• What you should do: Find "FreddieAkeroyd: thanks - I" in the data, then restate the line it sits in and every later line word for word, ending with the last line.

• Dataset records:

PR #172, opened 2021-05-18
Fix issue with very large timeout passed to epicsEventWaitWithTimeout()

FreddieAkeroyd:
A very large timeout was getting converted to a 0 wait and causing some unit tests to fail in strange and random ways. Not trapping large timeouts was an oversight when converting to waitable timers on WIN32

### DIFF
--- a/src/libCom/osi/os/WIN32/osdEvent.c
+++ b/src/libCom/osi/os/WIN32/osdEvent.c
@@ -92,24 +92,27 @@ epicsShareFunc epicsEventStatus epicsEventWait ( epicsEventId pSem )
 epicsShareFunc epicsEventStatus epicsEventWaitWithTimeout (
     epicsEventId pSem, double timeOut )
 { 
-    static const unsigned nSec100PerSec = 10000000u; /* number of 100ns intervals per second */
-    static const unsigned mSecPerSec = 1000u;
+    /* waitable timers use 100 nanosecond intervals, like FILETIME */
+    static const unsigned ivalPerSec = 10000000u; /* number of 100ns intervals per second */
+    static const unsigned mSecPerSec = 1000u;     /* milliseconds per second */
     HANDLE handles[2];
     DWORD status;
     LARGE_INTEGER tmo;
     HANDLE timer;
-    LONGLONG nSec100;
+    LONGLONG nIvals;  /* number of intervals */
 
     if ( timeOut <= 0.0 ) {
         tmo.QuadPart = 0u;
     }
     else if ( timeOut >= INFINITE / mSecPerSec  ) {
-        nSec100 = (LONGLONG)(INFINITE - 1) * (nSec100PerSec / mSecPerSec); /* for compatibility with old approach */
-        tmo.QuadPart = -nSec100;  /* negative value means a relative time offset for timer */
+        /* we need to apply a maximum wait time to stop an overflow. We choose (INFINITE - 1) milliseconds,
+           to be compatible with previous WaitForSingleObject() implementation */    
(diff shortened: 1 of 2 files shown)


src/libCom/osi/os/WIN32/osdEvent.c
```diff
@@ -93,16 +93,23 @@ epicsShareFunc epicsEventStatus epicsEventWaitWithTimeout (
     epicsEventId pSem, double timeOut )
 { 
     static const unsigned nSec100PerSec = 10000000u;
```
mdavidsaver: Probably unrelated, but I happened to notice that this constant is 10 million (7 zeros).

Also, Is the name `nSec100` meant to convey `nSec / 100`?

FreddieAkeroyd: `nSec100` is for the number of `100ns` intervals, which is the unit used by waitable timers, probably because windows `FILETIME` uses this. That then gives 10^7 of these intervals per second. I can add a code comment.

src/libCom/osi/os/WIN32/osdThread.c
```diff
@@ -808,14 +808,21 @@ HANDLE osdThreadGetTimer()
...
     LARGE_INTEGER tmo;
     HANDLE timer;
+    LONGLONG nSec100;
 
     if ( seconds <= 0.0 ) {
         tmo.QuadPart = 0u;
     }
+    else if ( seconds >= INFINITE / mSecPerSec  ) {
+        nSec100 = (LONGLONG)(INFINITE - 1) * (nSec100PerSec / mSecPerSec); /* for compatibility with old approach */
+        tmo.QuadPart = -nSec100;
```
mdavidsaver: Trying to decode these expressions gives me:

`INFINITE / mSecPerSec` -> `0xfffffffe/1000` -> `4294967` seconds as the maximum timeout.

`(LONGLONG)(INFINITE - 1) * (nSec100PerSec / mSecPerSec)` -> `0xfffffffeull * 10000` -> `42949672940000` or `4294967.294 ns`

So this tracks.

`tmo.QuadPart = -nSec100;` as `SetWaitableTimer()`[Negative values indicate relative time](https://docs.microsoft.com/en-us/windows/win32/api/synchapi/nf-synchapi-setwaitabletimer).

FreddieAkeroyd: I will add a code comment re: negative values

src/libCom/osi/os/WIN32/osdEvent.c
mdavidsaver: Ok, I see.  I'm not asking for a change, just noting that the constant name isn't so helpful to me.  Were it me, I would skip the named constant and instead add a comment.  eg. for `timeOut >= INFINITE / 1000u` something to the effect that the high limit is `INFINITE` milliseconds, which originated from historical use of `WaitForSingleObject()`.

anjohnson: Michael said he wasn't asking for change but I think it may be warranted (since the use of 100ns is confusing) – could you introduce a name for that interval, and adjust the other names to match? We may re-use the term "tick" too much although I wouldn't object if you want to use it, you already called 100ns an "interval" (ival, intv, intvl?), but anything else you come up with might work instead. The easier we can make the code for humans to read the less likelihood of bugs being introduced and the faster it is to change it later.

FreddieAkeroyd: thanks - I chose "ival"

mdavidsaver:
Applied as d1ddbad053cf092e70c593a67fdd41494005eda7.  Thanks!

• Expected answer:
FreddieAkeroyd: thanks - I chose "ival"

mdavidsaver:
Applied as d1ddbad053cf092e70c593a67fdd41494005eda7.  Thanks!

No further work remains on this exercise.